Adult reproductive diapause (ARD), or the oogenic germline starvation response, is triggered when C. elegans are starved at the mid-L4 stage of development. ARD is characterized by extended lifespan and reproductive potential as well as germline plasticity, wherein the germline shrinks back to approximately 35 germ cell nuclei per gonad arm during starvation but regenerates following refeeding. Previous studies found that the fatty acid beta-oxidation protein NHR-49 plays a key role in the establishment of ARD. However, questions remain about the way in which changes in metabolism are sensed and trigger the plasticity observed with adult diapause.To address these questions, we aimed to examine the complex relationships between ARD and metabolism, specifically focusing on the modification O-N-acetyl-glucosamine (O-GlcNAc). O-GlcNAc is a dynamic monosaccharide post-translational modification that integrates signals from several metabolic pathways, including glucose and fat metabolism. Key enzymes in the cycling of O-GlcNAc are O-GlcNAc transferase (OGT), which is responsible for the addition of O-GlcNAc, and O-GlcNAcase (OGA), which removes the modification. Due to the fact that the substrate of OGT, UDP-GlcNAc, is produced as the final step of the hexosamine biosynthetic pathway, the regulation of O-GlcNAc cycling is uniquely situated to link metabolic signaling with growth, development, and longevity. Using mutants of OGT and OGA we discovered that O-GlcNAc cycling plays a prominent role in both ARD entry and exit. Furhter, we found that the role of O-GlcNAc in the establishment of ARD is genetically linked to NHR-49 function, such that impairment of O-GlcNAc cycling suppresses the NHR-49 entry defect.These findings suggest that perturbation of nutrient-sensitive O-GlcNAc is crucial to the developmental dynamics observed in ARD and acts in concert with NHR-49 to regulate entry into reproductive diapause. Understanding ARD dynamics is important as it provides a unique model in which to explore the relationship between nutrient status and the regulation of reproduction and aging. .

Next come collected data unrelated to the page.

PR #1699, opened 2021-03-02
Opentelemetry tracing

pimeys:
Part of: https://github.com/prisma/prisma/issues/5956

Implementing OTLP tracing for the Query Engine HTTP and N-API endpoints. A collector talking OTLP protocol with gRPC is required for the metrics to be enabled. See included `docker-compose.yml` and `otel-agent-config.yaml` for the services needed for the minimal usage:

- otel-agent: an opentelemetry agent that takes standard OTLP gRPC messages in with HTTP/2, writing to the telemetry endpoint defined in `otel-agent-config.yaml`. Listens in `localhost:4317`.
- jaeger: Uber's telemetry endpoint. The otel-agent writes here in our configuration, and you can browse the traces in `localhost:16686`.

## Changes in HTTP bridge

The HTTP bridge has two new parameters:

- `--open-telemetry` enables OpenTelemetry
- `--open-telemetry-endpoint <open-telemetry-endpoint>` allows changing the endpoint (`otel-agent`) url.

When using the graphql Query endpoint, it is possible to define the trace and span ids from the client using the `traceparent` header, value generated with w3c standard trace context formatting (see later).

## Changes in N-API bridge

The constructor allows enabling telemetry with new options:

```javascript
const qe = new QueryEngine({
  telemetry: {
    enabled: true,
    endpoint: "http://localhost:4317"
  },
  ..
});
```

Endpoint is optional and the default value is `http://localhost:4317`.

When querying, a the trace context parameters must be added:

```javascript
await qe.query(q, { traceparent: ',,,' });
```

The `traceparent` value follows the w3c standard (see later).

## Passing the trace context

The trace and span ids should be passed from JavaScript to Rust to group both sides in one trace. This is done using the [W3C Trace Context](https://www.npmjs.com/package/@opentelemetry/core#httptracecontext-propagator) propagator. In general, it should work like this

```javascript
// The user is in control creating the trace and setting the global.
// This starts a new span from the global trace.
const span = api.span.startSpan('findOneUser');

const propagator = new HttpTraceContext();
var headers = {};
// This should set a new key `traceparent` with a
// correctly formatted trace context to the map.
propagator.extract(api.context.active(), headers);
await qe.query(query, headers);
span.end();
```

The `traceparent` is constructed from a span context with the following method:

```javascript
const traceParent = `00-${cx.traceId}-${cx.spanId}-0${Number(cx.traceFlags || api.TraceFlags.NONE).toString(16)}`;
```

## User responsibilities

The user is responsible of creating and starting the provider, processor and exporter. For our test setup, we should use the following libraries:

```javascript
const { BasicTracerProvider, SimpleSpanProcessor } = require('@opentelemetry/tracing');
const { CollectorTraceExporter } =  require('@opentelemetry/exporter-collector-grpc');
const { HttpTraceContext } = require("@opentelemetry/core");
```

We should talk to the same collector from Rust and JavaScript in our test setup, using HTTP/2 with gRPC.

When using Jaeger, an extra resource should be provided when storing traces: `service.name` with a value of `query-engine-napi`.

## Using for development

If needing spans for the development, launch the engine with `--open-telemetry`. The Jaeger service will be called `query-engine-http`, and new spans are available when triggering requests to the engine.

## Bonus

I wrote a quick and dirty javascript client with telemetry. I got this working when talking directly with Jaeger, but when I changed it to speak OTLP protocol, the javascript produces no traces (but when calling Rust, we get all the traces from there as usual).

https://gist.github.com/pimeys/992ad257305426af27b6655c30187004

## Links

- https://www.npmjs.com/package/@opentelemetry/exporter-collector-grpc
- https://www.npmjs.com/package/@opentelemetry/core
- https://www.npmjs.com/package/@opentelemetry/api
- https://github.com/open-telemetry/opentelemetry-js

### DIFF
--- a/Cargo.lock
+++ b/Cargo.lock
@@ -11,9 +11,9 @@ dependencies = [
 
 [[package]]
 name = "adler"
-version = "1.0.1"
+version = "1.0.2"
 source = "registry+https://github.com/rust-lang/crates.io-index"
-checksum = "bedc89c5c7b5550ffb9372eb5c5ffc7f9f705cc3f4a128bd4669b9745f555093"
+checksum = "f26201604c87b1e01bd3d98f8d5d9a8fcbb815e8cedb41ffccbeb4bf593a35fe"
 
 [[package]]
 name = "aead"
@@ -184,9 +184,9 @@ dependencies = [
 
 [[package]]
 name = "async-h1"
-version = "2.3.1"
+version = "2.3.2"
 source = "registry+https://github.com/rust-lang/crates.io-index"
-checksum = "3e9e2a9745d9cd0d92ed7641ce4d07568985762f92633260f0afe8ac7917d9d7"
+checksum = "cc5142de15b549749cce62923a50714b0d7b77f5090ced141599e78899865451"
 dependencies = [
  "async-channel",
  "async-dup",
@@ -277,7 +277,7 @@ dependencies = [
  "http-types",
  "log",
  "memchr",
- "pin-project-lite 0.1.11",
+ "pin-project-lite 0.1.12",
 ]
 
 [[package]]
@@ -303,7 +303,7 @@ dependencies = [
  "memchr",
  "num_cpus",
  "once_cell",
- "pin-project-lite 0.2.4",
+ "pin-project-lite 0.2.6",
  "pin-utils",
  "slab",
  "wasm-bindgen-futures",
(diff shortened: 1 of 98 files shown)


Cargo.lock
```diff
@@ -4965,6 +5281,15 @@ dependencies = [
...
+version = "3.1.1"
+source = "registry+https://github.com/rust-lang/crates.io-index"
+checksum = "d011071ae14a2f6671d0b74080ae0cd8ebf3a6f8c9589a2cd45f23126fe29724"
+dependencies = [
+ "libc",
+]
+
 [[package]]
 name = "widestring"
 version = "0.4.3"
```
tomhoule, line 5295: I'm a bit worried at the amount of new dependencies. Would it make sense in any way to make it an opt-in QE feature (in the cargo sense)?

pimeys: Would this then add anything else but more clutter to our code? Because this is a feature we're planning on giving our users to play with...

pimeys: +3MB to the binary... Yeah, it's a bit.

Ceballos, Ainhoa et al. (2015) International Worm Meeting "Transcriptional regulation of metabolic genes by promoter-localized O-GlcNAc."

Cecere, Germano, Ceballos, Ainhoa, Grishok, Alla

[International Worm Meeting, 2015]

The O-Linked-N-acetylglucosamine (O-GlcNAc) modification of proteins is one of the most abundant in eukaryotes. It is very sensitive to glucose levels and environmental conditions and therefore has the potential to lead environmentally-induced epigenetic changes. In C. elegans, prominent peaks of O-GlcNAc were identified close to transcription start sites (TSS) of many metabolic genes by ChIP/chip, although the identitiy of the O-GlcNAc modified protein is unknown (Love et al.,2010). We described a negative regulation of transcription of growth-related and metabolic genes by the conserved chromatin-binding factor ZFP-1 and its interacting partner the histone methyltransferase DOT-1.1 (Mansisidor et al.,2011; Cecere et al., 2013). Intriguingly, ZFP-1 and DOT-1.1 ChIP-chip peaks significantly overlap with O-GlcNAc ChIP-chip peaks at TSS of active genes. Although our extensive analyses determined that ZFP-1 and DOT1.1 do not carry this modification, we have found that the level of O-GlcNAc on chromatin is elevated in zfp-1 mutant worms, which correlates with the increased transcription of ZFP-1 target genes. On the other hand, we have determined that promoter-localized O-GlcNAc stimulates transcription of the same genes. These results indicate that ZFP-1 and O-GlcNAc have opposite roles in regulating transcription of metabolic genes. We are currently focusing on a candidate protein modified by O-GlcNAc and will present our progress in understanding its interplay with the ZFP-1/DOT-1.1 complex at the glucose-responsive promoters.